Researcher encourages journalists to understand varied risks posed by uses of AI
Critical journalistic reporting on machine learning requires an understanding of data leakage. This image was created with the assistance of DALL·E 3.
Amid the growing enthusiasm for artificial intelligence (AI), journalists must go beyond superficial reporting and ask probing questions that challenge assumptions about AI, an AI researcher urged science writers attending the Council for the Advancement of Science Writing’s New Horizons in Science briefings at the ScienceWriters2023 conference Oct. 9 in Boulder, Colo.
Sayash Kapoor, an AI researcher and PhD student at the Princeton Center for Information Technology Policy and co-author of the forthcoming book AI Snake Oil, encouraged journalists to focus in particular on the vulnerability that comes from a phenomenon known as data leakage, which needs to be better understood to ensure the correct and ethical application of AI. (A video recording of Kapoor’s presentation is available.)
Journalists, Kapoor noted, play a pivotal role in influencing the way the public perceives AI. The hype surrounding AI, he said, often stems from sensationalism and a lack of context, which can result in misleading information. Journalists have a responsibility to investigate and report on the ethical implications of AI. After explaining how AI systems learn by ingesting large data sets, he said: “One very basic question to ask of any AI system is, what’s in the training data? And more particularly, how well does it match what the model will actually be used for? Because at the end of the day, all you’re using it for is real-world tasks, which it might not always resemble.”
Following OpenAI’s launch of the ChatGPT chatbot for public use, public attention has turned toward generative AI, which uses language models to generate textual responses based on user inputs. This has brought both excitement and concern to the public. Kapoor’s work, though, is focused on a different group of technologies known as predictive AI.
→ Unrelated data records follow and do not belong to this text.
PR #2847, opened 2024-04-11
AVRO-3974: [Rust] Support schema compatibility for Schema::Ref

martin-g:
AVRO-3974

* Add support for Schema compatibility for Schema::Ref

## Verifying this change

Like generative AI, predictive AI is based on machine learning, the process of improving a model’s performance by training an algorithm with data. Predictive AI systems, widely used in computational science, social science, medicine, and government, learn from experience to analyze large datasets, identify patterns, and make predictions or decisions.
Kapoor explained that building predictive AI involves splitting data into training and test sets to develop a predictive model and evaluate its performance. However, a significant challenge in machine learning is data leakage, which occurs when the system’s training and test data are not adequately separated. When there is an unintended mixing of information between training and test datasets—for example, when test data are included in the training set, when future data are used to predict the past, or when the model is exposed to inappropriate information—the result can be inflated accuracy scores and misrepresentations of the AI system’s actual capabilities.
Kapoor illustrated this concern with an example involving a machine learning system designed to predict whether a patient admitted to a hospital will develop hypertension. The model was trained on data consisting of the patient’s medical history, age, and whether they had been prescribed hypertension medication by a doctor. The inclusion of the doctor’s prescription, he pointed out, essentially made the predictive AI mimic the doctor’s diagnosis, rather than provide an independent prediction. Such data leakage, he said, can distort results, misguide researchers, and create a false sense of superiority.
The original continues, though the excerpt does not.